*** Records for this exercise Section Begins ***

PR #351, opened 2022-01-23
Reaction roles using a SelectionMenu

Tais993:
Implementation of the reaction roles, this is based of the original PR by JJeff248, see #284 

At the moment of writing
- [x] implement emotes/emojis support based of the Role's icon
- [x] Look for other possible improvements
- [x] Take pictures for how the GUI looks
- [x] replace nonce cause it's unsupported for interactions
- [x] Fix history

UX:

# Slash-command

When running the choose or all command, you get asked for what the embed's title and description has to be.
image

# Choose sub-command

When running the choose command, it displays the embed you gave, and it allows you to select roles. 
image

*** Records for this exercise Section Ends ***

» **Exercise aim**:
The whole of the data must be given back word for word.

» **Answer for the task**:
PR #351, opened 2022-01-23
Reaction roles using a SelectionMenu

Tais993:
Implementation of the reaction roles, this is based of the original PR by JJeff248, see #284 

At the moment of writing
- [x] implement emotes/emojis support based of the Role's icon
- [x] Look for other possible improvements
- [x] Take pictures for how the GUI looks
- [x] replace nonce cause it's unsupported for interactions
- [x] Fix history

UX:

# Slash-command

When running the choose or all command, you get asked for what the embed's title and description has to be.
image

# Choose sub-command

When running the choose command, it displays the embed you gave, and it allows you to select roles. 
image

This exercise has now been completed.